Serpentine Pavilion 2017, progettato da Francis Kéré. Serpentine Gallery, Londra (23 giugno - 8 ottobre 2017) © Kéré Architecture, Fotografia © 2017 Iwan Baan

Se non hai la visione per vedere dove possiamo andare, non c'è modo di credere nella possibilità di un'Utopia. - Kanye West

Sembra una fiaba.

Debedo Francis Kéré è nato nel 1965 in un villaggio povero, situato nel Cetre-Est del Burkino Faso. Il suo volto è segnato da cicatrici reali che lo distinguono come "il prescelto" per frequentare un liceo in città.

All'età di 18 anni, Kéré vince una borsa di studio per studiare la lavorazione del legno, ma decide di studiare architettura perché il suo paese d'origine ha poca legna.

Gira le pagine e viene scelto come primo architetto africano a progettare il padiglione annuale delle Serpentine Galleries.

Serpentine Galleries ha iniziato questa pratica nel 2000. L'architetto scelto ha sei mesi per completare il progetto e il pubblico ha tre mesi per esplorare la struttura.

L'approccio di Kéré è unico: crede nella costruzione con materiali a sua disposizione, ma non è timido nel trarre vantaggio dalle nuove risorse disponibili offerte da un simile progetto.

"Qui ho la possibilità di lavorare con ingegneri straordinari, in modo da poter rendere l'acciaio molto sottile e avere un impressionante sbalzo", dice al Guardian.

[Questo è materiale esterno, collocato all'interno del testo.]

PR #3583, opened 2020-05-01
Delay removal of git shortcut DSL additions

### LINKED ISSUE #3579: Git based shortcuts are broken when running in "bundler 3 mode"
As per https://github.com/rubygems/bundler/pull/7000, they should only get deprecated, but not stop working.
Please answer the following questions so we can process your issue as fast as possible:

1. Do you have a reproduction script?

Run `bundle install` on a Gemfile using a `:github` source under a "bundler 3 build" (edit `lib/bundler/version.rb` on a local clone and run `bin/rake install`).

2. What are you trying to accomplish?

A smooth deprecation path.

3. What command did you run?

`bundle install`.

4. What were you expecting to happen?

A deprecation message about the `:github` source.

5. What actually happened?

```
[!] There was an error parsing `Gemfile`: You passed :github as an option for gem 'rails', but it is invalid. Valid options are: group, groups, git, path, glob, name, branch, ref, tag, require, submodules, platform, platforms, type, source, install_if, gemfile. You may be able to resolve this by upgrading Bundler to the newest version.. Bundler cannot continue.

 #  from /home/deivid/Code/playground/bundler/shortcuts/Gemfile:5
 #  
 >  gem "rails", github: "rails/rails"
```

I found this issue while looking at https://github.com/rubygems/bundler-site/pull/513.

deivid-rodriguez:
# Description:

Fixes #3579.

We delayed the deprecation of git based DSL shortcuts in rubygems/bundler#7000, but didn't delay their removal.

This PR does that.

# Tasks:

- [ ] Write tests

### DIFF
--- a/bundler/lib/bundler/feature_flag.rb
+++ b/bundler/lib/bundler/feature_flag.rb
@@ -41,7 +41,7 @@ module Bundler
     settings_flag(:plugins) { @bundler_version >= Gem::Version.new("1.14") }
     settings_flag(:print_only_version_number) { bundler_3_mode? }
     settings_flag(:setup_makes_kernel_gem_public) { !bundler_3_mode? }
-    settings_flag(:skip_default_git_sources) { bundler_3_mode? }
+    settings_flag(:skip_default_git_sources) { bundler_4_mode? }
     settings_flag(:specific_platform) { bundler_3_mode? }
     settings_flag(:suppress_install_using_messages) { bundler_3_mode? }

Ciò gli consente di progettare un baldacchino simile a un cappello indossato da una sposa zulù - se colpisci un'apertura in cima. Questo design a forma di piattino consente alla struttura di catturare l'acqua piovana e rovesciarla all'interno della struttura come una fontana rovesciata.

Tuttavia, Kéré afferma che sono stati gli alberi del suo villaggio a ispirare la direzione del suo progetto. Crede nella comunità e in somiglianza con l'Opera Village che ha costruito vicino a Ouagadougou nel 2010, il suo lavoro tende a riunire le persone.

“L'albero è sempre stato il posto più importante nel mio villaggio. È il luogo in cui le persone si incontrano all'ombra dei suoi rami per discutere: un luogo dove decidere le cose, l'amore e la vita.

Gando Primary School; Gando, Burkina Faso, 2001 © Simeon Duchoud

Kéré ha sempre guardato verso l'Africa - il suo primo progetto architettonico è stata una scuola costruita a Gando nel 1999.

"Ho passato tutta la mia vita a costruire scuole e nessuno ne ha parlato o è venuto a vederle."

Tuttavia, l'ultimo progetto di Kéré è senza dubbio il più ambizioso, e sicuramente quello che attira la nostra attenzione e ci ispira di più.

Attualmente sta ricostruendo sia l'edificio del parlamento che il parco commemorativo nella capitale del Burkina Faso, Ouagadougou, che è stato incendiato nel 2014 durante una rivolta.

Questo è un progetto essenziale per il Burkina Faso in quanto risponde alla loro domanda frequente: Come andare avanti?

In una conversazione con Il New York Times, Kéré dice che vuole mettere in discussione il vecchio modo di fare le cose - credendo che questo sia l'unico modo per cambiare le cose.

Ha scoraggiato il governo dall'adottare uno stile occidentale di costruzione e sollecita a considerare l'economia, il comportamento sociale e le tradizioni del Burkina Faso.

Serpentine Pavilion 2017, progettato da Francis Kéré. Serpentine Gallery, Londra (23 giugno - 8 ottobre 2017) © Kéré Architecture, Fotografia © 2017 Iwan Baan

Rimanendo fedele alla sua convinzione nell'inclusività, la struttura parlamentare esterna avrà un'area che offre al pubblico una visione elevata del proprio villaggio, inclusa la vicinanza a dove vengono prese le decisioni parlamentari chiave sul proprio paese.

Ciò dimostra che il lavoro di Kéré è più di una benda per le sventure passate o uno spettacolo di design di classe mondiale - soprattutto, il lavoro di Kéré è diventato un simbolo di creatività e progresso umano.